Monday, 10/28/2013 5:43:37 PM

Monday, October 28, 2013 5:43:37 PM

Post# of 9289
Cave, Good post. Thanks for your clarifications.

If you don't mind, I'd like to tweak it, if I may. For an interest rate of 1.4% the BS value is constant at 2.42. The strike price is set at 3.84. BS is essentially calculating the intrinsic value of the the warrants, for the given price and future strike price. Therefore the strike price does not change.
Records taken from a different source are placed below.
PR #7507, opened 2024-03-23
Added a Trigger to update the order of the problem before being added to the problem set.

mohannedah:
# Description

What I did was basically adding a Trigger, so, whenever we try to add a problem related to a specific problem_set the order gets updated to the count of the total problems in a problem_set + 1.

Fixes: #6682 

# Comments

What I did was basically adding a Trigger, so, whenever we try to add a problem related to a specific problem_set the order gets updated to the count of the total problems in a problem_set + 1.
Screenshot 2024-03-22 232916
That is before inserting the problem named "filas" into the problemset whose id is equal to 7.
Before 2 1
and that's the case after inserting the problem "filas".
After 2 2

I tried reordering and saving and I realized when it comes to updates it works just fine because whenever we try to have a new order. we send a request to /api/course/updateProblemsOrder and the body of the request contains a list of the aliases of the problems ordered by the new order assigned in the frontend.
the controller handles the logic of updating the order.
Screenshot 2024-03-23 021209


frontend/database/00009_acls.sql
```diff
@@ -164,4 +164,23 @@ ALTER TABLE `Group_Roles`
...
+--     SELECT COUNT(*) INTO row_count FROM Problemset_Problems;
+
+--     UPDATE Problemset_Problems
+--     SET Problemset_Problems.order = row_count
+--     WHERE problem_id = NEW.problem_id;
+-- END;
+-- //
+
+-- DELIMITER ;
+
```
pabo99, line 184: Could you revert all this commented code:
```suggestion
```
?

frontend/database/00009_acls.sql
```diff
@@ -164,4 +164,23 @@ ALTER TABLE `Group_Roles`
...
 -- vim: set expandtab:ts=2:sw=2
+
```
pabo99, line 186: Nit:
```suggestion
```

frontend/database/00049_add_identity_table.sql
```diff
@@ -32,7 +32,7 @@ ALTER TABLE `Users`
 START TRANSACTION;
 
 INSERT INTO `Identities` (
-  `identity_id`,
+  `identity_id`,
```
pabo99, line 35: Nit:
```suggestion
  `identity_id`,
```

frontend/server/src/DAO/ProblemsetProblems.php
```diff
@@ -223,7 +223,7 @@ final public static function getProblemsByAssignmentAlias(
                 INNER JOIN
                     Assignments a
                 ON
-                    a.problemset_id = pp.problemset_id
+                    a.problemset_id = ps.problemset_id
```
pabo99, line 226: What is the difference between joining with the `Problemsets` table instead of `Problemset_Problems`?

frontend/database/00008_problemsets.sql
```diff
@@ -15,6 +15,21 @@ CREATE TABLE `Problemset_Problems` (
...
+BEGIN
+    DECLARE max_order INT;
+    SELECT MAX(`order`) INTO max_order FROM Problemset_Problems where Problemset_Problems.problemset_id = NEW.problemset_id;
+    SET NEW.`order` = COALESCE(max_order, 0) + 1;
+END;
+//
+DELIMITER ;
+
+
+
```
pabo99, line 32: Previously, we used some triggers, but at the end we decided that all the logic should be centralized on the server because maintaining those triggers was more complicated. So, could you revert the changes in this file?
```suggestion
```

pabo99 (commented):
I have been looking for a way to solve the problem, and in my research, I found the following:

- When adding problems during assignment creation, the sorting works correctly because the elements are iterated and the order is incremented for each iteration:
https://github.com/omegaup/omegaup/blob/e18e34de31c9b62ab62a01b67410af289aaea797/frontend/server/src/Controllers/Course.php#L997-L1009

- Manually sorting the problems also works correctly, due to the same aforementioned case: the elements are iterated and the order is incremented for each iteration:
https://github.com/omegaup/omegaup/blob/e18e34de31c9b62ab62a01b67410af289aaea797/frontend/server/src/Controllers/Course.php#L1529-L1548

- The problem occurs when adding a problem to the assignment. Although the `addProblemToAssignment` function receives the `order` parameter, this data is not being sent here:
https://github.com/omegaup/omegaup/blob/e18e34de31c9b62ab62a01b67410af289aaea797/frontend/server/src/Controllers/Course.php#L1419-L1427

So, what needs to be done before calling the aforementioned function is to obtain the next position in the order, just as is done with the assignments:
https://github.com/omegaup/omegaup/blob/e18e34de31c9b62ab62a01b67410af289aaea797/frontend/server/src/DAO/Assignments.php#L396-L412

Or even better, to avoid creating a new function, I found a function that retrieves the number of problems in a problemset:
https://github.com/omegaup/omegaup/blob/e18e34de31c9b62ab62a01b67410af289aaea797/frontend/server/src/DAO/ProblemsetProblems.php#L95-L109
You can call that function and then increment 1 to the total number of problems in the problemset.

frontend/server/src/DAO/ProblemsetProblems.php
mohannedah: I assume, I've deleted this line accidentally and then I had to write the query again, so that's why.

frontend/database/00008_problemsets.sql
mohannedah: So, my task is, instead of handling the logic on the database layer, we should handle it while inserting the records through our API. That will work fine, but the problem is what if we decided to seed data into the database directly without our API being involved, we will have the same issue, the order of the records will have a default value of 1.

I will revert the changes and I will try to handle this task on the server-side.

frontend/server/src/Controllers/Course.php
```diff
@@ -1408,7 +1408,8 @@ public static function apiAddProblem(\OmegaUp\Request $r): array {
                 'problemsetNotFound'
             );
         }
-
+        
+        $cntProblems = \OmegaUp\DAO\ProblemsetProblems::countProblemsetProblems($problemset);
```
pabo99, line 1412: --Could you use the whole word:
```suggestion
        $countProblems = \OmegaUp\DAO\ProblemsetProblems::countProblemsetProblems($problemset);
```
?

pabo99 (commented):
Don't forget execute  `./stuff/lint.sh` before pushing  your   changes

pabo99 (approved):
LGTM!

heduenas (approved):

Issue #7640, opened 2024-06-04
Define remaining functionality from `util.js` inside `util.ts`


HNOONa-0:
There are some functions inside of `util.js` not present in `util.ts`. We should add **typed** version of these functions over to `util.ts`.

HNOONa-0:
Hey @pabo99, would you like to continue merging this [pr](https://github.com/omegaup/omegaup/pull/7489) or should I start a new one?

pabo99:
> Hey @pabo99, would you like to continue merging this [pr](https://github.com/omegaup/omegaup/pull/7489) or should I start a new one?

You can start a new PR since it has no revisions; it's okay

PR #7634, opened 2024-06-02
Create initial grader Typescript Vuex store

HNOONa-0:
# Description

I made an initial interface with attributes I noticed. I will discover remaining attributes and add them as well.
Then I will add other logic parts of Vuex store.

Part of: #7633

# Comments

Add any comments for the reviewers (e.g., indicating the beginning of the revision, something where the reviewer needs to pay special attention, etc.). If  there are no extra comments this section can be deleted.

# Checklist:

- [x] The code follows the [coding guidelines](https://github.com/omegaup/omegaup/wiki/Coding-guidelines) of omegaUp.
- [ ] The tests were executed and all of them passed.
- [ ] If you are creating a feature, the new tests were added.
- [ ] If the change is large (> 200 lines), this PR was split into various Pull Requests. It's preferred to create one PR for changes in controllers + unit tests in PHPUnit,  and then another Pull Request for UI + tests in Jest, Cypress or both.

PR #7641, opened 2024-06-05
Implement util.js functions inside util.ts

HNOONa-0:
# Description
Implement typed `util.js` functions for upcoming migration.

Fixes: #7640

# Comments

# Checklist:


frontend/www/js/omegaup/grader/util.ts
```diff
@@ -1,3 +1,49 @@
+export function vuexGet(store: any, name: string) {
```
pabo99, line 1: Is there any way to avoid using `any` type and instead use the correct type, both in this function and in the vuexSet function?

HNOONa-0: Yeah but the `store` interface is defined in this [pr](https://github.com/omegaup/omegaup/pull/7634) which has not been merged yet. I have stopped working on it because I'm still finding improvement and small bug fixes with current `store` implementation, take a look [here](https://github.com/omegaup/omegaup/pull/7634).

heduenas (approved):

Issue #7655, opened 2024-06-14
[FEATURE] Increase height of editor. Zoom in/out of code.


HNOONa-0:
The IDE height is currently too small. We can increase its height to make it more comfortable to use.
The IDE should also zoom in/out as needed to display an appropriate number of lines of code. Here is a video of what I mean, on other platforms, zooming out allows us to see more lines of code. However, this is not the case with our IDE, it's the same number of lines despite scaling.

[Screencast from 2024-06-14 14-04-42.webm](https://github.com/omegaup/omegaup/assets/59091536/04c30bfc-fbeb-42a7-ba38-2738edd1550a)

PR #7656, opened 2024-06-14
Increase editor height and dynamically scale it.

HNOONa-0:
# Description

I increased `min-width` of `iframe` to `1.5` its original size.
I added an event listener to `resize` event that would scale content of `iframe` based on `devicePixelRatio`. works on `firefox` and `chrome`. Here is a video:

[Screencast from 2024-06-14 16-37-12.webm](https://github.com/omegaup/omegaup/assets/59091536/c7a16470-8ba5-4c88-8db7-34159ddc9148)

Fixes: #7655

# Comments

This fix will be altered a little bit when we eventually get rid of the `iframe`.

# Checklist:


frontend/www/js/omegaup/components/arena/EphemeralGrader.vue
```diff
@@ -21,8 +21,22 @@ export default class EphemeralGrader extends Vue {
...
   }
+  handleWindowResize(): void {
+    const iframe = this.$refs.grader as HTMLIFrameElement;
 
+    // zoom in/out manually using device pixel ratio
+    // zoom property was recently supported on firefox browser
+    // so this approach works on most browsers
+    // eslint-disable-next-line @typescript-eslint/ban-ts-comment
+    // @ts-ignore
+    iframe.style.zoom = 1 / window.devicePixelRatio;
```
pabo99, line 38: Will it be possible to avoid the comment that ignores the TypeScript error?

If the problem is due to zoom not being available for all browsers, you can add an interface:

```ts

interface CSSStyleDeclaration {
  zoom?: string | number;
}
```

Additionally, you can indicate it here as follows:
```suggestion
    (iframe.style as CSSStyleDeclaration).zoom = String(
      1 / window.devicePixelRatio,
    );
```

pabo99 (commented):
Just two minor changes

frontend/www/grader/ephemeral/templates/index-light.html
```diff
@@ -1,5 +1,5 @@
 <!doctype html>
-<html class="h-75">
+<html class="h-100 border">
```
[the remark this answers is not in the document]
HNOONa-0: Yes. I have noticed the editor weird behavior when resizing and scaling with that styling, this is the best configuration I found that works. This is what I mean by weird behavior:

[Screencast from 2024-06-11 12-37-00.webm](https://github.com/omegaup/omegaup/assets/59091536/ee735614-6c17-4a59-9bd0-17a0506355fc)

frontend/www/js/omegaup/components/arena/EphemeralGrader.vue
HNOONa-0: Yes this makes sense.

frontend/www/grader/ephemeral/templates/index-light.html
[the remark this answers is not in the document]
pabo99: For now, let's leave it as it is then. Ideally, these templates should be replaced by a single Vue component that is prepared to support both modes.

frontend/www/js/omegaup/components/arena/EphemeralGrader.vue
```diff
@@ -7,6 +7,9 @@
 </template>
 
 <script lang="ts">
+interface CSSStyleDeclaration {
```
pabo99, line 10: Could you please move this interface declaration after the import statements? This is the standard we are using in other components:

https://github.com/omegaup/omegaup/blob/c8176969b063243edfb2619d806cb7f8cbd0046e/frontend/www/js/omegaup/components/problem/FinderWizard.vue#L84-L100

pabo99 (commented):
Just one minor change

pabo99 (approved):
Thank you!

heduenas (approved):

Usually the SP will change as well as the terms diminishing over time, but as you stated, these were fixed based on the SEC filing, so BS if fixed at 2.42 (if we assume the fixed interest rate).

Knowing the BS value is essentially constant, the aggregate value of the warrants under the BS calculation is constant as well.

2.42 BS * 3.17M shares = 7.67M fixed for a SP below 3.83.

Additionally the lower end of the BS conversion is fixed at $2. So for a SP for $1, Crede still gets 7.67M/2 or 3.335M shares and Crede's basis stays the same as if it the warrants were exchanged at $2.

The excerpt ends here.